So what does the future hold? With only five data-points, it is hard to be sure exactly which mathematical curve is being followed. If it is what is known as a power law, then the 14-bladed razor should arrive in 2100. The spate of recent innovation, however, suggests it may be a hyperbola. In that case, blade hyperdrive will be reached in the next few years and those who choose not to sport beards might be advised to start exercising their shaving arms now.

Saturday, March 18, 2006

Whatte the Swyve?

Only a really dorky former English major (like me) would find this blog as hysterical as I do.

Friday, March 17, 2006

Happy St. Patrick's Day

Everyone wants a bottle in their mouth on St. Patrick's Day!

Not-So-Local News

This morning, I noticed that Yahoo! News has debuted a beta of a new featured called Local News, wherein you can enter your ZIP code and it will purportedly aggregate local news stories. However, upon entering 12866, I was given the message:

"To see news for Saratoga Springs, NY, please select a metro area: Buffalo, Burlington, New York."

Um, guys? Neither of those cities are within a 100-mile radius of here. Albany would have been acceptable. Heck, even Syracuse is closer.

And, hey, I get the same message when I change the location to "Albany, NY."

So I'm not impressed with Yahoo! Local News.

Wednesday, March 15, 2006

Taking Stock [Out] of Print

Financial page readers with bad eyes rejoice:
Beginning April 4, The New York Times will stop publishing daily stock listings on Tuesdays through Saturdays and will offer a new package of interactive tools and market information on its Web site, the paper announced yesterday.
In announcing the change, The Times joins other newspapers that have cut stock listings to reduce newsprint costs as more readers monitor investments using the Internet.
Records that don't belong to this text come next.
PR #418, opened 2016-07-24
Fix x64 builds for MSVC < vc11

Jan-E:
@jedisct1 x64 builds for VC9 and VC10 are broken now. I used this patch to create x64 builds for PHP 5.3 and PHP 5.4 (which some people are actually using):
https://www.apachelounge.com/viewtopic.php?t=6359

### DIFF
--- a/src/libsodium/crypto_generichash/blake2/ref/blake2b-compress-avx2.c
+++ b/src/libsodium/crypto_generichash/blake2/ref/blake2b-compress-avx2.c
@@ -7,7 +7,7 @@
 #include <string.h>
 
 #if (defined(HAVE_AVX2INTRIN_H) && defined(HAVE_EMMINTRIN_H) && defined(HAVE_TMMINTRIN_H) && defined(HAVE_SMMINTRIN_H)) || \
-    (defined(_MSC_VER) && (defined(_M_X64) || defined(_M_AMD64)))
+    (defined(_MSC_VER) && (defined(_M_X64) || defined(_M_AMD64)) && _MSC_VER > 1600)
 
 #pragma GCC target("sse2")
 #pragma GCC target("ssse3")
--- a/src/libsodium/crypto_generichash/blake2/ref/blake2b-ref.c
+++ b/src/libsodium/crypto_generichash/blake2/ref/blake2b-ref.c
@@ -429,7 +429,7 @@ blake2b_pick_best_implementation(void)
 {
 /* LCOV_EXCL_START */
 #if (defined(HAVE_AVX2INTRIN_H) && defined(HAVE_TMMINTRIN_H) && defined(HAVE_SMMINTRIN_H)) || \
-    (defined(_MSC_VER) && (defined(_M_X64) || defined(_M_AMD64)))
+    (defined(_MSC_VER) && (defined(_M_X64) || defined(_M_AMD64)) && _MSC_VER > 1600)
   if (sodium_runtime_has_avx2()) {
     blake2b_compress = blake2b_compress_avx2;
     return 0;


Jan-E:
Building in my VS2010 Express still does not succeed (missing kernel32.lib because of a non-defined WindowsSDKDir), but you can open the VS2010 libsodium.sln with a higher VC-version and skip the upgrade to test the x64 build of a DynRelease DLL.

jedisct1:
AFK. Reverting for now.

Jan-E:
OK. Test it in due time. It is not urgent (and not really important).

Jan-E:
BTW. The missing kernel32.lib is a quite common problem with VS2010 and x64:
http://stackoverflow.com/questions/15053337/fatal-error-lnk1104-cannot-open-file-kernel32-lib

Whatever workaround you choose for that, V90 and V100 still stumble over AVX2.

jedisct1:
Thanks!

These changes have been merged to the `stable` branch, and updated binaries will follow.

I didn't know that VS2010 Express could compile x64 code at all. Good to know :)
I'm gonna try the methods described in the thread you mentioned. Thanks!

Jan-E:
>These changes have been merged to the stable branch, and updated binaries will follow.

Maybe it is an idea to keep the versions of libsodium (the lib) and libsodium-php in sync. If you release libsodium v1.0.11 now (from git head with my PRs) and libsodium-php with the same v1.0.11 the versions in phpinfo() would be in sync. And for the Pecl maintainers a new version would be a sign to make compile Windows binaries. Contact @weltling to make sure the new libsodium.dll's are used when building the new php_libsodium.dll's

Jan-E:
> I didn't know that VS2010 Express could compile x64 code at all. Good to know :)

The main problem is to provide the good library-directory. In the VS2010-vcxproj there is a reference to '$(WindowsSdkDir)lib\x64' now (DynRelease|x64 > Properties > Configuration Properties > VC++ Directories > Library directories: at the end). In my VS2010 Express installation $(WindowsSdkDir) is not defined, so kernel32.lib connot be found. I could probably remedy this in the Windows registry, but as PHP is not using VC10, I do not use it day-to-day and I never bothered. 

This does the trick as well:
```
- $(WindowsSdkDir)lib\x64
+ C:\Program Files\Microsoft SDKs\Windows\v6.0A\lib\x64
```
Or adding C:\Program Files\Microsoft SDKs\Windows\v6.0A\lib\x64 to the Additional Library Directories of the Linker.

jedisct1:
> Maybe it is an idea to keep the versions of libsodium (the lib) and libsodium-php in sync

That's not very realistic. A new version of the library is not going to be released with no changes just because a bug was fixed in the PHP bindings. And a new version of the PHP bindings is not going to be needed if a new version of the library with no API changes gets tagged.

PECL maintainers should follow the `stable` branch.

Jan-E:
The script that creates new windows binaries runs only at the moment that a new PECL release is announced. Compare http://windows.php.net/downloads/pecl/releases/libsodium/ with https://github.com/jedisct1/libsodium-php/releases

And apparently that script did not know anything about rebuilding libsodium.dll and using the new headers at https://github.com/jedisct1/libsodium/tree/master/src/libsodium/include

Somehow the PECL maintainers have to be told to rebuild libsodium.dll. And stop using D:\php_noncore_deps\build\libsodium-1.0.5\Build\ReleaseDLL\x64 on the Windows build machine.

weltling:
Thanks for the ping, Jan. For vc9 currently no builds are being produced, as all the PHP versions based on it are discontinued. We also never supported vc9 for x64 in PHP. Thus, probably investing much time in the topic isn't worth it.

@jedisct1 if you need a lib upgrade on the PECL Windows build host, please ping. I don't always have time to track everything happening, so as long as ext builds don't fail - they're considered good. But if there's a specific bugfix in the dependency you explicitly want to deliver, a short ping were worth it.

Thanks.

Jan-E:
> Thanks for the ping, Jan. For vc9 currently no builds are being produced, as all the PHP versions based on it are discontinued. We also never supported vc9 for x64 in PHP. Thus, probably investing much time in the topic isn't worth it.

I know ...

> @jedisct1 if you need a lib upgrade on the PECL Windows build host, please ping. I don't always have time to track everything happening, so as long as ext builds don't fail - they're considered good. But if there's a specific bugfix in the dependency you explicitly want to deliver, a short ping were worth it.

@weltling: This thing started with the remark by Padraig Doran that "functions like \Sodium\crypto_pwhash_str() are not available": https://github.com/jedisct1/libsodium-php/issues/46#issuecomment-234328252
So it is not a bugfix, but missing features that make an upgrade of the dependency worthwhile.

jedisct1:
Thanks a lot for chiming in, @weltling !

The PHP extension can be compiled against older versions of the library (I think as old as version `1.0.0`), but newer features won't be available.

Updating the DLLs to the current code from the `stable` branch would be great, if only for the `crypto_pwhash_*` function set.

Precompiled DLLs are also available here https://download.libsodium.org/libsodium/releases/

Jan-E:
@jedisct1 You might be able to build all the DLL's in one go from a VC14 command prompt. Something like (tailored to your system):
```
C:
cd \msys64\home\Frank\src\libsodium\builds\msvc\vs2010
devenv libsodium.sln /Rebuild "DynRelease|Win32"
devenv libsodium.sln /Rebuild "DynRelease|x64"

cd \msys64\home\Frank\src\libsodium\builds\msvc\vs2012
devenv libsodium.sln /Rebuild "DynRelease|Win32"
devenv libsodium.sln /Rebuild "DynRelease|x64"

cd \msys64\home\Frank\src\libsodium\builds\msvc\vs2013
devenv libsodium.sln /Rebuild "DynRelease|Win32"
devenv libsodium.sln /Rebuild "DynRelease|x64"

cd \msys64\home\Frank\src\libsodium\builds\msvc\vs2015
devenv libsodium.sln /Rebuild "DynRelease|Win32"
devenv libsodium.sln /Rebuild "DynRelease|x64"
```
The v100, v110, v120 and v140 in the vcxproj files make sure you will build the DLL's for the right CRT.

jedisct1:
The DLLs are currently built with the `builds/msvc/build/buildall.bat` script.

weltling:
@jedisct1 oh, so i even didn't have to build :) Upgraded libsodium on the build host and redone the last ext release build. Users can just re-download from the same link.

@Jan-E seems i'll be using the official libsodium builds, as long as @jedisct1 kindly provides them :) 

Thanks.

jedisct1:
Awesome!

Thanks a lot to both of you!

The Times will replace the tables in the newspaper with two pages of market and economic information, including performance listings of the top 100 stocks in the Standard & Poor's 500-stock index, market analysis, mutual fund information, charts tracking individual company performance and lists of foreign currency exchange rates.

The newspaper said that the features to be added to its Web site would include investment tools, breaking financial news and individual portfolio information.
The Tribune Company has cut back on stock listings in many of its newspapers, including The Chicago Tribune, The Los Angeles Times, Newsday and The Orlando Sentinel.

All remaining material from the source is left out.